Les organisateurs des compétitions doivent également prévoir « un instrument ou mécanisme (…) garantissant le reversement de la totalité des gains ou lots mis en jeu » lorsque les gains dépassent un certain montant total. Ces mécanismes et le montant seront ultérieurement détaillés dans un décret. On peut déjà penser à un mécanisme où le vainqueur gagnerait un certain pourcentage sur les gains, puis le second un montant plus réduit, et ainsi de suite.
Le législateur précise au sein de l’article L. 321-11 que, pour les phases qualificatives et compétitions e-sport en ligne, le coût d’acquisition du jeu et des frais d’accès à internet ne constitue pas un sacrifice financier. Ces dernières sont donc autorisées si aucun frais de participation n’est demandé car il n’existerait pas de sacrifice financier interdit dans le cas des loteries (5).

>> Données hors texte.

PR #1724, opened 2024-01-15
Add nginx to licensify

theseanything:
This adds a nginx server infront of each of the licensify apps.

### DIFF
--- a/charts/licensify/templates/nginx-configmap.yaml
+++ b/charts/licensify/templates/nginx-configmap.yaml
@@ -1,0 +1,125 @@
+{{- range .Values.apps }}
+{{ $_ := set $.Values "appName" .name }}
+---
+apiVersion: v1
+kind: ConfigMap
+metadata:
+  name: {{ .name }}-nginx-conf
+  labels:
+    {{- include "licensify.labels" $ | nindent 4}}
+    app: {{ .name }}
+    app.kubernetes.io/component: nginx
+data:
+  nginx.conf: |-
+    error_log  /dev/stderr warn;
+    pid        /tmp/nginx.pid;
+
+    events {
+      worker_connections  1024;
+    }
+
+    http {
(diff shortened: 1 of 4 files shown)


charts/licensify/templates/nginx-configmap.yaml
```diff
@@ -0,0 +1,134 @@
...
+
+        # Endpoint that isn't cached, which is used to assert that an external
+        # service can receive a response from GOV.UK origin on www hostname. It
+        # is intended for pingdom monitoring
+        location = /__canary__ {
+          default_type application/json;
+          add_header cache-control "max-age=0,no-store,no-cache";
+          return 200 '{"message": "Tweet tweet"}\n';
+        }
+
```
sengi, line 124: I think we can probably drop this bit — `/__canary__` was a www.gov.uk thing and was never used for probing Licensify.

charts/licensify/values.yaml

Enfin, il est imposé une déclaration à l’autorité administrative de telles compétitions par les organisateurs, ce contrôle permettant d’apprécier le respect des conditions susvisées. L’autorité administrative compétente n’a pas encore été désignée, mais par ses attributions originelles, l’Arjel pourrait devenir compétente.
En définitive, les compétitions e-sport sont exclues du champ prohibitif des jeux de loterie. Le législateur fixe toutefois des limites pour écarter les jeux d’argent présentant des risques pour les joueurs. Les organisateurs sont dans l’attente de la publication des décrets pour percevoir de manière plus précise l’encadrement financier des compétitions e-sport.
Marie Soulez
Rothmony Var
Lexing Contentieux Propriété intellectuelle
(1) CSI, art. L. 322-2
(2) CSI, art. L. 322-2-1
(3) Pour la reconnaissance en tant que jeu de hasard : Cass. crim., 30-10-2013, n°12-84.784 ; contre : CA Toulouse, 3e ch. correc., 17-1-2013
(4) R. SALLES et J. DURAIN, Rapport d’étape intermédiaire, « E-sport, la pratique compétitive du jeu vidéo », 3-2016
(5) Loi 2016-1321 du 7-10-2016, dite Loi pour une République numérique, art. 101. Pour rappel, seules les compétitions de jeux vidéo organisées en la présence physique des participants ont été exclues du cadre légal d’interdiction des jeux de loteries. Cela n’est pas le cas des compétitions se déroulant en ligne pour lesquelles un sacrifice financier serait demandé aux joueurs.